I'm looking into a way to build a repeater for the link cable since even the shielded link cables I use go max 10m with full power. gCn wouldn't work since I don't have an arduino board or a computer with USB ports. So I am looking for a circuit that takes the signal from the calculator and using external power transforms it in to high voltage/current signaling. Or a simple repeater that gives me another 10m would also be fine since I could daisy chain them to get the desired length.
I know this isn't an answer to your question, but why not use more calculators? As long as each calculator is with 10m of another one, you should be fine because each calculator provides the same amount of power to the link cable. What are you planning to use this for, anyway?
This is not CALCnet, so you can't have more than 2 calculators.
I am having deja vu that I answered this question already, but you could do a variety of clever things.
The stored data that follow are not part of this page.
PR #6705, opened 2021-12-09
Fixup headless output names

emersion:
We use the headless backend to create a special fallback output
used when no other output is connected. However this messes up the
"real" headless output names users have come to expect (e.g.
currently the first headless output will be named "HEADLESS-2"
instead of "HEADLESS-1").

Fix this by setting the output name with [1].

[1]: https://gitlab.freedesktop.org/wlroots/wlroots/-/merge_requests/3395

### DIFF
--- a/sway/desktop/output.c
+++ b/sway/desktop/output.c
@@ -5,6 +5,7 @@
 #include <time.h>
 #include <wayland-server-core.h>
 #include <wlr/backend/drm.h>
+#include <wlr/backend/headless.h>
 #include <wlr/render/wlr_renderer.h>
 #include <wlr/types/wlr_buffer.h>
 #include <wlr/types/wlr_drm_lease_v1.h>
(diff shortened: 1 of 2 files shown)


sway/desktop/output.c
```diff
@@ -833,13 +834,22 @@ static void handle_present(struct wl_listener *listener, void *data) {
...
+
 void handle_new_output(struct wl_listener *listener, void *data) {
 	struct sway_server *server = wl_container_of(listener, server, new_output);
 	struct wlr_output *wlr_output = data;
+
 	if (wlr_output == root->fallback_output->wlr_output) {
 		return;
 	}
 
+	if (wlr_output_is_headless(wlr_output)) {
```
bl4ckb0ne, line 847: Isnt this handleded by [36a2b19485ad299ee0039eb97c0f688d68205539] ?(https://gitlab.freedesktop.org/wlroots/wlroots/-/commit/36a2b19485ad299ee0039eb97c0f688d68205539)

emersion: What do you mean?

That wlroots commit only allows compositors to set a custom output name. It doesn't change the fact that the name wlroots picks for the fallback output is "HEADLESS-1", which breaks users config files.

bl4ckb0ne: Oh right, the fallback input will be named `FALLBACK` after it has been named `HEADLESS-1` by wlroots, thus messing the order.

bl4ckb0ne (approved):

bl4ckb0ne:
LGTM, thanks :)

Issue #6546, opened 2021-09-23
Swaybg spinning up CPU


J0nnyMak0:
With [this](https://github.com/swaywm/wlroots/commit/59fa3637c348270cd1adb239296be1219538394b) commit, swaybg is loading CPU at 100%

stacyharper:
I think we suffer the same issue when using wayout (https://git.sr.ht/~proycon/wayout) (https://pkgs.alpinelinux.org/packages?name=wayout&branch=edge)

When wayout is running, swaybg burn 100% cpu, swaybar 20%. Virtual keyboard instantly crash.

~proycon recently reimplemented the drawing code to try to mitigate the issue.

PR #6709, opened 2021-12-13
Prevent a layer shell infinite looping case

stacyharper:
This commit try to fix a case we encounter when running wayout, a layer
shell to display text above the background.

When running wayout, other layer shell start to consume 100% of the CPU.
This seems related to a previous fix 744e85b. Then later, another commit
reworks this handle_surface_commit method 5fd5d643.

https://todo.sr.ht/~mil/sxmo-tickets/413

This is a tentative to fix the issue without missing the points of those
patches.

We basically try to not re-arrange layers if no layer changed.

Related to : https://github.com/swaywm/sway/issues/6546

This patch seems to solve our issue,  but am I missing something ?

### DIFF
--- a/sway/desktop/layer_shell.c
+++ b/sway/desktop/layer_shell.c
@@ -308,8 +308,8 @@ static void handle_surface_commit(struct wl_listener *listener, void *data) {
 			wl_list_insert(&output->layers[layer_surface->current.layer],
 				&layer->link);
 			layer->layer = layer_surface->current.layer;
+			arrange_layers(output);
 		}
-		arrange_layers(output);
 	}
 
 	wlr_surface_get_extends(layer_surface->surface, &layer->extent);


emersion:
cc @vyivel 

The change looks fine to me, it seems like an oversight in the patches referenced above?

vyivel:
I think this will break cases when a layer surface changes its keyboard interactivity but not anything else.

emersion:
Shouldn't this be handled by `layer_surface->current.committed != 0`?

vyivel:
With this patch, `arrange_layers()` will only be called if the layer has changed (which implies `committed != 0`).
At least for me, GitHub screws up indentation up making the flow of logic a bit hard to see; I recommend opening the full file.

stacyharper:
This seems to cause some issues : 

- Sometime the swaybar do not display itself. Had to open my virtual keyboard to make all layer shell to pop
- bemenu --center is not centered (still verifying this)

vyivel:
Presumably what happens here is a loop of "Sway configures a layer surface <-> the client needlessly sets the same size/anchor/etc". While a client shouldn't really do this, it's perfectly valid behavior, so the fix would to be check not only `committed` mask but also if the values have actually changed.

emersion:
wlroots could have this logic, so that compositors don't need to manually check this.

vyivel:
That would make sense; also e.g. `wlr_output_enable()` unsets the flag if the value didn't change.
And for Consistency™ we would need to have the same logic everywhere. :P

stacyharper:
I tried this : https://gitlab.freedesktop.org/wlroots/wlroots/-/merge_requests/3402

It seems to work. What do you guys think of that ?

emersion:
Superseded by the wlroots MR.

PR #6710, opened 2021-12-13
swaynag: remove xdg-output logic

emersion:
We can just get the output name from wl_output directly, now that
wl_output version 4 exists.


bl4ckb0ne (approved):
LGTM, thanks :)

PR #6712, opened 2021-12-14
meson.build: require wayland-protocols 1.24

colemickens:
As far as I can tell `ZWP_LINUX_DMABUF_FEEDBACK_V1_TRANCHE_FLAGS_SCANOUT` is introduced in wayland-protocols 1.24.

I noticed because of a build-time failure, rather than meson-prep-time failure.


emersion (approved):
Thanks for the fix!

PR #6716, opened 2021-12-14
swaybar: Fix multiple line on startup

### LINKED ISSUE #4496: swaybar shows multiple status lines at once

Hinara:
Fix #4496
Fix regression on swaybar displaying multiple lines from the
status_command introduced by 315b2bf.

### DIFF
--- a/swaybar/status_line.c
+++ b/swaybar/status_line.c
@@ -115,6 +115,14 @@ bool status_handle_readable(struct status_line *status) {
 		sway_log(SWAY_DEBUG, "Using text protocol.");
 		status->protocol = PROTOCOL_TEXT;
 		status->text = status->buffer;
+		newline = strrchr(status->buffer, '\n');
+		if (newline != NULL && newline[1] == '\0') {
+			newline[0] = '\0';
+			newline = strrchr(status->buffer, '\n');
+		}
+		if (newline != NULL) {
+			memmove(status->buffer, newline + 1, strlen(newline + 1) + 1);
+		}
 		// intentional fall-through
 	case PROTOCOL_TEXT:
 		errno = 0;


Hinara:
I did it as a quick fix, if it is enough for you good :)
If I would have fixed that more correctly I think I would have move the whole read logic only for i3 protocol, but as I don't really know that much about this i3 protocol, I have preferred to do the dirty trick of  only taking the last line read, but if the program does multiple write to output that the line might be broken.

swaybar/status_line.c
```diff
@@ -115,6 +115,14 @@ bool status_handle_readable(struct status_line *status) {
 		sway_log(SWAY_DEBUG, "Using text protocol.");
 		status->protocol = PROTOCOL_TEXT;
 		status->text = status->buffer;
+		newline = strrchr(status->buffer, '\n');
+		if (newline != NULL && newline[1] == '\0') {
+			newline[0] = '\0';
+			newline = strrchr(status->buffer, '\n');
```
emersion, line 121: If there is a single newline (e.g. "line 1 \n lin", with the second line cut off), `strrchr` will return NULL. I think we want to fallback to `status->buffer` here.

emersion: Hm. In case of partial reads the whole `getline` logic below will be broken anyways… I think to fix it properly we need to replace the logic above in `PROTOCOL_UNDEF` with a `getline` call.

emersion: Tried this and it broke the i3bar protocol parser, likely because `FILE*` has an internal buffer and the i3bar parser uses the FD directly. Oh well.

PR #6556, opened 2021-09-26
Ellipsize long window titles

FlexW:
cairo_image_surface_create() return CAIRO_STATUS_INVALID_SIZE on too
long window titles and creates then no surface. Therefore it makes
sense to limit the window title length to a reasonable length.

Fix: https://github.com/swaywm/sway/issues/6531

Signed-off-by: Felix Weilbach <felix.weilbach@t-online.de>

PR #6726, opened 2021-12-21
Add cairo_image_surface_create error handling

emersion:
cairo_image_surface_create can fail, e.g. when running out of
memory or when the size is too big. Avoid crashing in this case.

Closes: https://github.com/swaywm/sway/issues/6531


RPigott (approved):
LGTM and avoids the crash, just leaves the titlebar ugly. We'll still want ellipsizing or something like #6556 to keep things looking nice.

PR #6739, opened 2022-01-04
[IPC] Add repeat delay/rate info to keyboard

### LINKED ISSUE #6735: Get repeat delay and rate using get_inputs
# Description
Expose the current keyboard repeat delay and rate using

    swaymsg -t get_inputs "type:keyboard"

As far as I'm aware, there's currently no way to read those values. Writing them is easy though, for example:

    swaymsg input type:keyboard repeat_delay 1000

One specific use case is to temporarily reduce the `repeat_delay` in order to avoid a key press (in my case it's `XF86RotateWindows`) being registered multiple times and thus a script for rotating the screen being called too often:

    # TODO: Save current repeat delay to a variable

    # Reduce the repeat delay to avoid calling this script multiple times
    swaymsg input type:keyboard repeat_delay 1000

    if [ $(swaymsg -t get_outputs | jq -r '.[] | select(.name=="LVDS-1") | .transform') = "normal" ]; then swaymsg output LVDS-1 transform 180; else swaymsg output LVDS-1 transform normal; fi

    # TODO: Restore the original repeat delay value
    swaymsg input type:keyboard repeat_delay 250

SethBarberee:
Closes #6735

wlroots already has the info in the struct so let's access it and print it out.

### DIFF
--- a/sway/ipc-json.c
+++ b/sway/ipc-json.c
@@ -980,6 +980,11 @@ json_object *ipc_json_describe_input(struct sway_input_device *device) {
 		struct wlr_keyboard *keyboard = device->wlr_device->keyboard;
 		struct xkb_keymap *keymap = keyboard->keymap;
 		struct xkb_state *state = keyboard->xkb_state;
+		
+		json_object_object_add(object, "repeat_delay", 
+			json_object_new_int(keyboard->repeat_info.delay));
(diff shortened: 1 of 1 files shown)


emersion (approved):
LGTM, thanks!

You need to amplify it in both directions without creating a feedback loop, which is rather complex with discrete components. Another option is two microcontrollers, connected by something by more resilient (Ethernet and switches?) in between. What sort of distances are we talking about?
KermMartian wrote:
I am having deja vu that I answered this question already


Yep, I had the same feeling. http://www.cemetech.net/forum/viewtopic.php?t=8123&start=0
It's usually best to not make duplicate topics. If a question in an old topic that belongs to you hasn't been answered and you'd like it to be, then necroposting would be fine in such a scenario. Just an FYI.
The biggest issue with amplifying the signal over a longer cable would be deamplifying it at the other end.
In this situation i am aiming for 30m
KermMartian wrote:
I am having deja vu that I answered this question already, but you could do a variety of clever things. You need to amplify it in both directions without creating a feedback loop, which is rather complex with discrete components. Another option is two microcontrollers, connected by something by more resilient (Ethernet and switches?) in between. What sort of distances are we talking about?
Why is this hard with discrete components? Wouldn't a simple transistor or op-amp circuit work beautifully for this?
The calculator's I/O lines are bidirectional and implemented as open-collector - when not driven they float high (via a weak pull-up resistor) but either calculator can hold the line low. If the line is currently low that means that one or both of the calculators are holding it low - there's no way to tell for certain which calculators are doing the driving from the cable between the two.

If your cable is from A to B and point A goes low you would assume that you therefore need to drive end B low - however, as your cable is bidirectional and needs to carry data from B to A you would then see that B was low and would try to drive A low. This is the feedback loop KermM was alluding to, and is quite difficult to resolve.

You could avoid this by making each end of the cable speak the TI-OS protocol and shuttling data between them with an RS-485 or similar serial connection, but this limits the device to only working with the TI-OS protocol.
I understand that, but with a simple diode circuit such as the one in the Parallel link and two extra data lines you have 4 simple unidirectional lines rather than 2 bidirectional. And since many Op-amps come in packages with two amps per chip you can still have one chip per end.